I didn't make the dough, I just took the ripe sourdough (new grape), and added the whole grain flour to the dough. And one more little willfulness - the bun turned out to be very cool (kneaded in HP), so I added about 2 tablespoons of kefir.
Why kefir? I just drank it at that moment.
I'll show you the incision later.
Iziuminkin's favorite bread
Joy
And here is the cut.
Iziuminkin's favorite bread

Very tasty bread turned out. The crust is crispy ... Only 1/3 of it is left.
Zest
LightOdessa

Looked at the cutters.
in the context of the flatbread really resemble a ciabatta. That's why I like this template recipe, that you can twist it in all directions as you wish.

Joy

Stunned! Not bread came out, but the sun, and pleases the eye. Congratulations, a noble leaven came out, showed itself in the best way
And that without dough, so this method also takes place, leaven is the same dough in fact.
Well, the beauty came out just indescribable
Joy
Zest , Thank you. And for the praise, and for the recipe for wonderful bread.
And the bread really worked out. How much I baked it, there was never such a taste. Probably, this is how you get it.
In the final proofing, the dough came up 2 times in 30 minutes.
My husband is going to the dacha on Sunday, so he ordered just such a bake for him.
Zest
Joy

If it turned out with a bright wheat aroma that everyone wants and wants to smell, with a thin crispy crust and an elastic crumb, then this is exactly what it should be. It doesn’t get boring or boring. This is what they order me most often and eat with pleasure.

I am very glad that you have achieved the most that neither is his real taste. And ... bon appetit to my husband in the country
Nettle
Please tell me if the recipe really needs to measure water in grams. And then I kneaded the dough according to the recipe, but it was liquid, I measured the water in grams.
ikko4ka
Nettle, water in grams and milliliters is equal. My dough turns out to be tender and after proofing it is thicker. This bread is one of my favorites.
I drew attention to the fact that now I only bake Raisin bread. Zest thank you!
Freken Bock
By the way, I was faced with the fact that I took 30 grams of the starter culture and added 100 ml of water and 100 grams of flour to it, after 6 hours I hardly scraped the 200 grams of the product I needed from the container.
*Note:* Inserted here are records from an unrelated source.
PR #2218, opened 2026-06-26
Add fp16 support for ldexp and add kernel tests

woodychow:
This fixes a failure in the OpenCL Conformance Test Suite (CTS) 'bruteforce/ldexp' test. When compiling for fp16-enabled devices, the test would fail to load due to missing 'half' overloads of '_cl_ldexp' (e.g., unresolved symbol '_Z9_cl_ldexpDv4_DhDv4_i').

This patch:
1. Adds a fallback macro for '__builtin_ldexpf16' in 'lib/kernel/ldexp.cl' that casts inputs to 'float', calls '__builtin_ldexpf', and casts the result back to 'half'.
2. Defines fp16 test harness helper macros ('DEFINE_BODY_V_FP16' and 'CALL_FUNC_V_FP16') in 'tests/kernel/common.cl'.
3. Adds test cases for 'half' precision scalar and vector variants of 'ldexp' to 'tests/kernel/test_ldexp.cl'.

### DIFF
--- a/lib/kernel/ldexp.cl
+++ b/lib/kernel/ldexp.cl
@@ -24,9 +24,14 @@
 
 #include "templates.h"
 
-// there is no Clang builtin ldexp for fp16 type
+#ifdef cl_khr_fp16
+#ifndef __builtin_ldexpf16
+#define __builtin_ldexpf16(a, b) ((half)__builtin_ldexpf((float)(a), (b)))
+#endif
+#else
 #undef __IF_FP16
 #define __IF_FP16(X)
+#endif
 
 DEFINE_BUILTIN_V_VJ(ldexp)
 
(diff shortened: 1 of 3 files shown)


woodychow:
I am not sure about the test changes (especially in tests/kernel/common.cl). Let me know what you think.

woodychow:
Looking at the issue carefully, most complex math functions (trigo, log, exp) are disabled with

```
#undef __IF_FP16
#define __IF_FP16(X)
```

Would it be a good idea to apply the same pattern to all these functions?

franz:
Hi, thanks for the effort! The fallback to float `ldexp` itself is OK, but the problem is the placement of the code. `lib/kernel/ldexp.cl` is one of the two possible options for ldexp, the other is `lib/kernel/sleef-pocl/ldexp.cl`.

Figuring out where to place FP16 code is a bit complicated, because PoCL's math builtins can be compiled with LLVM vectorized builtins or without (cmake option ENABLE_HOST_CPU_VECTORIZE_BUILTINS). If that option is enabled, some of the vectorized builtins will provide their variants of FP16 functions.

Anyway, @maleadt recently provided a PR #2224 with almost all of the missing builtins. With your PR on half-conversions and a few fixes of my own, I think PoCL could pass full CTS with FP16 enabled.

woodychow:
All good. Thanks for letting me know!

Yeah, I needed full fp16 support and #2224 looks good.

PR #2220, opened 2026-06-28
cpu: disable AArch64 outline-atomics for in-process-linked kernels

maleadt:
Outline-atomics lowers integer atomicrmw to static-only libgcc __aarch64_* helpers; in-process-linked kernels leave them unresolved at dlopen time and the atomics silently no-op. Disable it in codegen (so both the lld and ORC backends benefit) to emit atomics inline.

Fixes a regression introduced by #2194


franz (approved):

maleadt:
Probably needs a backport to https://github.com/pocl/pocl/tree/release_7_2

franz:
yep backported

PR #2228, opened 2026-07-03
Don't crash on an unparseable program.bc; report the error

maleadt:
parseModuleIR/parseModuleIRMem can return null for a corrupt or version-incompatible program.bc (e.g. a stale kernel-cache entry left by an older driver build). The callers only had asserts, compiled out in a release driver, so this dereferenced null in parseModuleGVarSize and crashed the whole process.


franz (approved):
LGTM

And just this morning I didn’t find 250 grams of water in 250 milliliters of water. I don’t remember how much water was gone, I flew to work, I couldn’t even think about the meniscus, but I found the shortage. Measuring glass from Panasonic 254.
Zest

Freken Bock

aha, there is such a thing. After all, we also lose weight with active life. So the starter culture loses weight during active processing of feeding and growth. It is necessary to take this moment into account and toss a little more to her so that she remains for divorce.
himichka
I also paid attention to the fact that the leaven is losing weight. And you know, the amount of carbon dioxide that it produces must be wow ... 22 grams of gas is 11 liters of it at normal. conditions, and I miss about so much.
Zest, sorry, continuation of the educational program. I'll take it away.
tuskarora
Zest! Thank you so much for this recipe.
I have tried to bake with sourdough in the oven before. But it’s not that. Some kind of sour bread turned out. And this one is just yum - yum.

I really like its gray modification. I also put rye in the dough instead of a part of white flour of the 2nd grade and the main amount of flour is 300 grams of white, and 150 is rye. And I add a tablespoon of brewed malt. The technology is all yours. This type of bread suits my husband the most. The loaf turns out to be a hefty one, but he silences it.
The only but. What to do with the camera. How I do not photograph - everything is gray, the pores are not visible, but they are so pretty So it is visible and I will not demonstrate my success
Zest
Quote: tuskarora


I really like its gray modification.

here is a hammer - I understood the very essence! This is not a recipe, but a matrix, on the basis of which you can bake with any combination of flour and flavor additives, choosing the ingredients to your taste.
I am very glad that you all have bread to the yard, eat to your health

And we will wait for the photo, we believe at the word that the handsome men turn out to be delicious.